Schneller zum Zuschlag – aber rechtssicher: Die jüngsten Reformen zur Vergabebeschleunigung und die angehobenen Wertgrenzen für Direktaufträge eröffnen neue Spielräume. Doch wer sie nutzt, muss die Grenzen kennen. Dieses Seminar zeigt Ihnen, wie Sie zügig und zugleich rechtssicher beschaffen.
Der Druck auf die öffentliche Beschaffung wächst: Vergabeverfahren sollen schneller, einfacher und flexibler werden, ohne dass dabei die Rechtssicherheit auf der Strecke bleibt. Der Gesetzgeber hat darauf mit Maßnahmen zur Vergabebeschleunigung und mit deutlich angehobenen Wertgrenzen für Direktaufträge reagiert. Für die Praxis bedeutet das: mehr Handlungsspielraum – aber auch neue Abgrenzungsfragen und Haftungsrisiken, wenn die Voraussetzungen verkannt werden.

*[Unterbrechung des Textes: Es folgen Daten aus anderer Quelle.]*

PR #597, opened 2022-04-24
Add arch linux arm to list of supported systems

isinyaaa:
As an Arch Linux derivative very close to the original, kw supports this
system.

Signed-off-by: Isabella Basso <isabbasso@riseup.net>

### DIFF
--- a/src/kwlib.sh
+++ b/src/kwlib.sh
@@ -280,7 +280,7 @@ function detect_distro()
   local distro_id='none'
   local etc_path
   declare -a debian_family=('debian' 'ubuntu' 'raspbian')
-  declare -a arch_family=('arch' 'manjaro')
+  declare -a arch_family=('arch' 'manjaro' 'archarm')
   declare -a fedora_family=('fedora')
 
   etc_path=$(join_path "$root_path" /etc)


rodrigosiqueira:
Hi @isinyaaa , is this archarm the same one used on RPI? Or is it for something else?

rodrigosiqueira:
btw, it looks like you added the execution parameter to the target file.

isinyaaa:
> Hi @isinyaaa , is this archarm the same one used on RPI? Or is it for something else?

Yes, it can be used for that :)

> btw, it looks like you added the execution parameter to the target file.

Sorry, will fix that.

kwy95:
I recently started using a new distro (EndeavourOS) which is essentially arch, and came across the installation problem and circumvented it by adding a new key, similar to what this PR is doing, and I realized that this might not be the best way of doing things. Studying the install steps, I discovered that some distros provide the `ID_LIKE` key to their configurations. This key stores the "parent" distro, so for Ubuntu is Debian, for EndeavourOS is Arch, etc. I am now thinking of reworking the install process to use this key instead, which would allow for instant support to a lot of distros. I expect that not all distros would have the `ID_LIKE` key, so the `ID` would be used as a last resort.

I'm curious to think of your opinions about this. Any potential pitfalls I might not have considered, and if the sentiment is positive I'll open an issue and work on the implementation.

isinyaaa:
> I recently started using a new distro (EndeavourOS) which is essentially arch, and came across the installation problem and circumvented it by adding a new key, similar to what this PR is doing, and I realized that this might not be the best way of doing things. Studying the install steps, I discovered that some distros provide the `ID_LIKE` key to their configurations. This key stores the "parent" distro, so for Ubuntu is Debian, for EndeavourOS is Arch, etc. I am now thinking of reworking the install process to use this key instead, which would allow for instant support to a lot of distros. I expect that not all distros would have the `ID_LIKE` key, so the `ID` would be used as a last resort.
> 
> I'm curious to think of your opinions about this. Any potential pitfalls I might not have considered, and if the sentiment is positive I'll open an issue and work on the implementation.

Sounds good, I can have a look at whether ALarm supports this.

rodrigosiqueira:
Hi @kwy95 @isinyaaa 
The `ID_LIKE` approach sounds like a wonderful idea! It would be nice to investigate it and document it in an issue.

This `ID_LIKE` is something that only derivative distros will have, right? For example, my ArchLinux does not have it, my Manjaro system has `manjaro arch`, and Raspbian does not have it.

Anyway, since we don't have a proper fix now, let's update this PR and merge it. After @kwy95 has a refactor for that, we update it again.

@isinyaaa @kwy95 could some of you open the issue about the `ID_LIKE`?

rodrigosiqueira:
Hi @isinyaaa ,
We now have this ticket:
https://github.com/kworkflow/kworkflow/issues/605

Could you paste your `os-releases` in the above ticket?
Also, I will close this PR since we will work on a definitive solution for that.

Das Seminar vermittelt zunächst kompakt die relevanten Rechtsgrundlagen im Unterschwellenbereich (UVgO, Landesrecht Baden-Württemberg) und ordnet die Beschleunigungsinstrumente systematisch ein. Im Mittelpunkt stehen die Direktauftragsgrenzen, die Verhandlungsvergabe, Dringlichkeits- und Interimsvergaben sowie die jüngsten Reformansätze. Anhand praxisnaher Fallbeispiele wird gezeigt, wann welches Instrument zulässig ist, wie es rechtssicher dokumentiert wird und welche typischen Fehler vermieden werden müssen. Aktuelle Entwicklungen und der Stand der Gesetzgebung werden eingeordnet.